## AIM OF THE EXERCISE
The required output is a number: how many lines of the data below include the string "searching".

## MATERIAL PROVIDED
PR #780, opened 2024-07-08
Fixes #779 regression cannot step Fail correctly.

### LINKED ISSUE #779: REGRESSION: ProofGeneral cannot step over Fail correctly
This problem was originally reported as #597 and fixed in 2021.
Now with Coq 8.20+rc1, the message for `Fail` is
```
The command has indeed failed with message:
Tactic failure: Cannot solve this goal.
In nested Ltac calls to "now (tactic)" and "easy", last call failed.
```
And PG does not step over `FAIL`.
To reproduce, see `ci/test_stepwise.v`, assert to the end of the line containing `FailTrace`, and assert the next line.
(Before 8.20 the message printed by coq seemed to be
```
The command has indeed failed with message:
In nested Ltac calls to "now (tactic)" and "easy", last call failed.
Tactic failure: Cannot solve this goal.
```
)

Matafou:
As suggested by @hendriktews: added a "no-error" regexp.

Also adapted the tests so that they pass with coq pre-8.20 and post-8.20. No need to ass more tests case imho.

### DIFF
--- a/coq/coq-syntax.el
+++ b/coq/coq-syntax.el
@@ -1296,19 +1296,6 @@ Very similar to `coq-omit-proof-admit-command', but without the dot."
 
 (defvar coq-symbols-regexp (regexp-opt coq-symbols))
 
-;; HACKISH: This string matches standard error regexp UNLESS there is
-;; the standard header of the "Fail" command (which is "The command
-;; blah has indeed failed with message:\n"). The case where the error
-;; header has nothing before it is treated using "empty string at
-;; start" regexp. BUT coq-error-regexp (and hence
-;; proof-shell-error-regexp) must be correct either when searching in
-;; a string or when searching in the proof-shell-buffer when point is
-;; at the start of the last output. Hence when we use \\` (empty
-;; string at start of the string) we should also accept \\= (empty
-;; string at point).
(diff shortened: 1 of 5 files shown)


Matafou:
Initial issue report: #779 .

coq/coq-syntax.el
```diff
@@ -1321,13 +1321,10 @@ Very similar to `coq-omit-proof-admit-command', but without the dot."
     "\\<Error:")
   "A list of regexps matching coq error headers.")
 
-(defvar coq--raw-error-regexp (coq--regexp-alt-list coq--error-header-re-list))
+(defvar coq-error-regexp (coq--regexp-alt-list coq--error-header-re-list))
```
hendriktews, line 1324: `coq--prefix-not-regexp` is not needed any  more, is it? Do you want to delete it together with the comment in front of it?

Matafou: Forgot that. will do.

hendriktews:
Thanks for this PR, it now looks fine to me. I suggest to merge when the tests are successful.
At some stage we should add `proof-shell-no-error-regexp` to PG-adapting.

## EXERCISE RESULT
2